--- TASK STATEMENT ---
Transcribe each record as written.

::::

PR #17872, opened 2023-02-22
experimenting with webpack

kumavis:
exploring a possible path to lavamoat protections for webpack builds:
- @brad-decker on (unprotected) webpack buildsys (this branch)
- @legobeat on [webpack-endo-archive plugin](https://github.com/LavaMoat/webpack-plugin-compartment-map)
- @kumavis on [endo-archive bundler](https://github.com/endojs/endo/pull/1449)
- @naugtur on lavamoat-on-endo and [policy-protections-in-endo](https://github.com/endojs/endo/pull/1491)
 
reasons for webpack:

::::

--- TASK ANSWER ---
PR #17872, opened 2023-02-22
experimenting with webpack

kumavis:
exploring a possible path to lavamoat protections for webpack builds:
- @brad-decker on (unprotected) webpack buildsys (this branch)
- @legobeat on [webpack-endo-archive plugin](https://github.com/LavaMoat/webpack-plugin-compartment-map)
- @kumavis on [endo-archive bundler](https://github.com/endojs/endo/pull/1449)
- @naugtur on lavamoat-on-endo and [policy-protections-in-endo](https://github.com/endojs/endo/pull/1491)
 
reasons for webpack:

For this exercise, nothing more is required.